Taking the material as a whole, state how many of its lines contain "hooks". Write the number and nothing more.

* _Recorded data_
◆ ◆ ◆ ◆ ◆

PR #2281, opened 2021-06-30
[Security] Upgrade to Next 11.1 and React 17

eatyourgreens:
Upgrade both NextJS apps to [Next 11](https://nextjs.org/blog/next-11). Upgrade both apps to React 17. Upgrade peer dependencies for lib-classifier and lib-react-components.

Package:
app-content-pages
app-project
lib-classifier
lib-react-components

# Review Checklist

## General

- [ ] Are the tests passing locally and on Travis?
- [ ] Is the documentation up to date?

## Components
- [ ] Has a storybook story been created or updated?
- [ ] Is the component accessible? 
  - [ ] Can it be used with a screen reader? [BBC guide to testing with VoiceOver](https://bbc.github.io/accessibility-news-and-you/accessibility-and-testing-with-voiceover-os.html)
  - [ ] Can it be used from the keyboard? [WebAIM guide to keyboard testing](https://webaim.org/techniques/keyboard/#testing)
  - [ ] Is it passing accessibility checks in the storybook?

## Apps

- [ ] Does it work in all major browsers: Firefox, Chrome, Edge, Safari?
- [ ] Does it work on mobile?
- [ ] Can you `yarn panic && yarn bootstrap` or `docker-compose up --build` and app works as expected?

## Publishing

- [ ] Is the changelog updated?
- [ ] Are the dependencies updated for apps and libraries that are using the newly published library?

## Post-merging

- [ ] Did the app deploy to https://frontend.preview.zooniverse.org/projects/:project-name/:owner or https://frontend.preview.zooniverse.org/about?
- [ ] Is the new feature working or bug now fixed?
  - [ ] Is there a Talk or blog post written to announce the new feature(s)?
- [ ] Is the design working across browsers (Firefox, Chrome, Edge, Safari) and mobile?
  - [ ] Is this approved by our designer?
- [ ] Is this ready for production deployment?

PR #2291, opened 2021-07-06
NextJS apps: fix linter errors

eatyourgreens:
#2281 identified some code changes which are build errors in Next 11. This PR ports those over without upgrading Next or React. Anonymous objects and functions are given names. Hooks are [run at the top of the main app function](https://reactjs.org/docs/hooks-rules.html), before any conditional blocks. An undefined `React` variable is fixed in `withRequireUser`. 

Package:
app-content-pages
app-project

# Review Checklist

## General

## Components

## Apps

- [ ] Does it work on mobile?

## Publishing

## Post-merging


packages/app-project/src/shared/components/withRequireUser/withRequireUser.js
```diff
@@ -15,7 +15,7 @@ function storeMapper (stores) {
 
 function withRequireUser (WrappedComponent) {
   @inject(storeMapper)
-  class RequireUser extends React.Component {
+  class RequireUser extends Component {
```
eatyourgreens, line 18: `React` is undefined here, in `withRequireUser`, but there's a bug in NextJS, with React 16, which defines `window.React` as a global variable.

packages/app-project/pages/projects/[owner]/[project]/logger.js
```diff
@@ -38,7 +38,7 @@ class Logger extends Component {
           </Heading>
           <div>
             <p>
-              You're in development mode (<code>NODE_ENV !== 'production'</code>), so you're seeing this message. In production, this route will 404, so make sure you check the CloudFront config so it's picked up by PFE.
+              You are in development mode (<code>NODE_ENV !== &#39;production&#39;</code>), so you are seeing this message. In production, this route will 404, so make sure you check the CloudFront config so it is picked up by PFE.
```
Comment (srallen) [inline packages/app-project/pages/projects/[owner]/[project]/logger.js:41]: Does the linter not like contractions? 😆

packages/app-project/pages/_app.js
```diff
@@ -32,17 +32,17 @@ function useStore(initialState) {
 }
 
 export default function MyApp({ Component, pageProps }) {
-  try {
-    const { initialState } = pageProps
-    const store = useStore(initialState)
-    makeInspectable(store)
+  const { initialState } = pageProps
+  const store = useStore(initialState)
```
srallen, line 36: Should the `useStore` hook have a try/catch in case instantiating the store fails? I'm not sure if this whole block of code was wrapped with the try in case that failed. The `user.checkCurrent()` has its own error handling.

srallen (approved):
I'm not sure if we'll catch store instantiation errors anymore with this change, but otherwise looks good.

packages/app-project/pages/projects/[owner]/[project]/logger.js
Comment (eatyourgreens) [reply packages/app-project/pages/projects/[owner]/[project]/logger.js:41]: I thought about encoding the apostrophe but I have come across volunteers, who don’t speak English, who find contractions hard to understand.

packages/app-project/pages/_app.js
eatyourgreens: I’m not sure. We probably want the error logged in Sentry, but we probably want NextJS to generate an error page too. I might play around with this in a separate PR. 

Here, I think the hook inside a block was breaking the Rules of Hooks, but I’m not sure if it’s dangerous in the same way that conditional hooks are dangerous.

packages/app-project/pages/projects/[owner]/[project]/logger.js
Comment (eatyourgreens) [reply packages/app-project/pages/projects/[owner]/[project]/logger.js:41]: Also not sure why unencoded single quotes break the build in Next 11. That seemed a bit severe.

◆ ◆ ◆ ◆ ◆

* _Task answer_
2